ASSIGNMENT → All entries are to be repeated exactly as shown below.

Stored items
PR #324, opened 2023-07-20
feat: auto generated and random postfix for server names

jonas27:

Create a random postfix of 8 characters for server names. This is implemented with the "--generate-name" flag. The name and implementation are similar to kubernetes.

## Rational

I noticed that names in a datacenter are not unique to resources, which is different from what I come to expect from other platforms (e.g. Kubernetes, Azure, GCP).
It also means that names carry less additional value, e.g. I can't do `ionosctl server get -n test-server-1 --dataceneter-id test-id`.
Using auto-generated postfixes makes this shortcoming more explicit.

To be honest, the optimal solution would be to enforce unique name+resource combinations inside a datacenter on the server. 

## Checklist

- [ ] Tests added or updated
- [ ] Documentation updated
- [ ] Sonar Cloud Scan
- [ ] Jira task updated

### DIFF
--- a/commands/cloudapi-v6/server.go
+++ b/commands/cloudapi-v6/server.go
@@ -5,6 +5,7 @@ import (
 	"errors"
 	"fmt"
 	"io"
+	"math/rand"
 	"os"
 	"strconv"
 	"strings"
@@ -31,6 +32,8 @@ import (
 const (
 	serverCubeType       = "CUBE"
 	serverEnterpriseType = "ENTERPRISE"
+
+	generateLenRandomPostfix = 8
 )
 
 func ServerCmd() *core.Command {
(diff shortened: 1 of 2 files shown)


avirtopeanu-ionos:
First of all, getting a resource by name is not yet implemented, specifically because of this name uniqueness issue.

But yes, I fully agree with you, I also want name uniqueness enforced on Cloud API resources, this subject has been discussed so many times, it is so frustrating for me too. I think that your approach is one possible way of handling this on the `ionosctl` side, but the problem that always blocks this is the idea that if these resources are created some place else e.g Terraform, Ansible, DCD, etc, we have to choose a resource for the user. The team, last time we talked about this, was against failing the operation (on `ionosctl`) if more than one resource with the same name is found (like how Ansible does it).  

As for the other APIs which DO enforce resource name uniqueness, we have decided to implement something similar to your "get by name" functionality mentioned above. It will be very similar to how the implementation for the DNS namespace works - eg `--resource` instead of `--resource-id` which can handle both names and UUIDs

jonas27:
> First of all, getting a resource by name is not yet implemented, specifically because of this name uniqueness issue.
> 
> But yes, I fully agree with you, I also want name uniqueness enforced on Cloud API resources, this subject has been discussed so many times, it is so frustrating for me too. I think that your approach is one possible way of handling this on the `ionosctl` side, but the problem that always blocks this is the idea that if these resources are created some place else e.g Terraform, Ansible, DCD, etc, we have to choose a resource for the user. The team, last time we talked about this, was against failing the operation (on `ionosctl`) if more than one resource with the same name is found (like how Ansible does it) - and picking a random resource out of the returned ones is also not great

EXPECTED ANSWER →
PR #324, opened 2023-07-20
feat: auto generated and random postfix for server names

jonas27:

Create a random postfix of 8 characters for server names. This is implemented with the "--generate-name" flag. The name and implementation are similar to kubernetes.

## Rational

I noticed that names in a datacenter are not unique to resources, which is different from what I come to expect from other platforms (e.g. Kubernetes, Azure, GCP).
It also means that names carry less additional value, e.g. I can't do `ionosctl server get -n test-server-1 --dataceneter-id test-id`.
Using auto-generated postfixes makes this shortcoming more explicit.

To be honest, the optimal solution would be to enforce unique name+resource combinations inside a datacenter on the server. 

## Checklist

- [ ] Tests added or updated
- [ ] Documentation updated
- [ ] Sonar Cloud Scan
- [ ] Jira task updated

### DIFF
--- a/commands/cloudapi-v6/server.go
+++ b/commands/cloudapi-v6/server.go
@@ -5,6 +5,7 @@ import (
 	"errors"
 	"fmt"
 	"io"
+	"math/rand"
 	"os"
 	"strconv"
 	"strings"
@@ -31,6 +32,8 @@ import (
 const (
 	serverCubeType       = "CUBE"
 	serverEnterpriseType = "ENTERPRISE"
+
+	generateLenRandomPostfix = 8
 )
 
 func ServerCmd() *core.Command {
(diff shortened: 1 of 2 files shown)


avirtopeanu-ionos:
First of all, getting a resource by name is not yet implemented, specifically because of this name uniqueness issue.

But yes, I fully agree with you, I also want name uniqueness enforced on Cloud API resources, this subject has been discussed so many times, it is so frustrating for me too. I think that your approach is one possible way of handling this on the `ionosctl` side, but the problem that always blocks this is the idea that if these resources are created some place else e.g Terraform, Ansible, DCD, etc, we have to choose a resource for the user. The team, last time we talked about this, was against failing the operation (on `ionosctl`) if more than one resource with the same name is found (like how Ansible does it).  

As for the other APIs which DO enforce resource name uniqueness, we have decided to implement something similar to your "get by name" functionality mentioned above. It will be very similar to how the implementation for the DNS namespace works - eg `--resource` instead of `--resource-id` which can handle both names and UUIDs

jonas27:
> First of all, getting a resource by name is not yet implemented, specifically because of this name uniqueness issue.
> 
> But yes, I fully agree with you, I also want name uniqueness enforced on Cloud API resources, this subject has been discussed so many times, it is so frustrating for me too. I think that your approach is one possible way of handling this on the `ionosctl` side, but the problem that always blocks this is the idea that if these resources are created some place else e.g Terraform, Ansible, DCD, etc, we have to choose a resource for the user. The team, last time we talked about this, was against failing the operation (on `ionosctl`) if more than one resource with the same name is found (like how Ansible does it) - and picking a random resource out of the returned ones is also not great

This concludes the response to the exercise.